# What to produce
Pull every line containing "koreader" from the data.

[Stored dataset items]
PR #4970, opened 2019-04-25
[fix, spec] enable ReaderView tests

Frenzie:
It's not clear to me where the value is set as expected when running all tests linearly because it doesn't seem to be ReaderFooter.

### DIFF
--- a/spec/unit/readerview_spec.lua
+++ b/spec/unit/readerview_spec.lua
@@ -47,8 +47,9 @@ describe("Readerview module", function()
         end
     end)
 
-    -- TODO FIX THESE TESTS THEY'RE BROKEN!!!
-    it("should return and restore view context in page mode #notest", function()
+    it("should return and restore view context in page mode", function()
+        -- we don't want a footer for this test
+        G_reader_settings:saveSetting("reader_footer_mode", 0)
         local sample_pdf = "spec/front/unit/data/2col.pdf"
         local readerui = ReaderUI:new{
             document = DocumentRegistry:openDocument(sample_pdf),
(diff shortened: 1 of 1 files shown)


spec/unit/readerview_spec.lua
```diff
@@ -47,8 +47,9 @@ describe("Readerview module", function()
         end
     end)
 
-    -- TODO FIX THESE TESTS THEY'RE BROKEN!!!
```
Frenzie: To be clear, the test wasn't broken per se, but it was secretly depending on some other test turning off the footer.

NiLuJe:
:+1:

That kind of sneaky inter-test dependency makes a lot of the tests nigh ungrokable when they break :/.

Frenzie:
I suppose I could/should track it down with a clever shellscript.

For each _spec file, remove the whole koreader-emulator-* folder (to be sure), then test the spec file, then run readerview_spec (without these changes).

Assuming that'd be slightly faster than doing it manually. In any case it'd be more interesting than just doing it manually for half an hour (if you're unlucky). :-P

Frenzie:
Oh, I think I may have an idea about the problem:

https://github.com/koreader/koreader/blob/4dc116ed6a43e8ef625a3b96bb1740d309be2eca/spec/unit/commonrequire.lua#L10-L13

You see, `require` caches things.

Frenzie:
Also that `--no-auto-insulate` isn't helping. This will fix that (and it should probably be contributed upstream to Busted):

# Your solution
For each _spec file, remove the whole koreader-emulator-* folder (to be sure), then test the spec file, then run readerview_spec (without these changes).
https://github.com/koreader/koreader/blob/4dc116ed6a43e8ef625a3b96bb1740d309be2eca/spec/unit/commonrequire.lua#L10-L13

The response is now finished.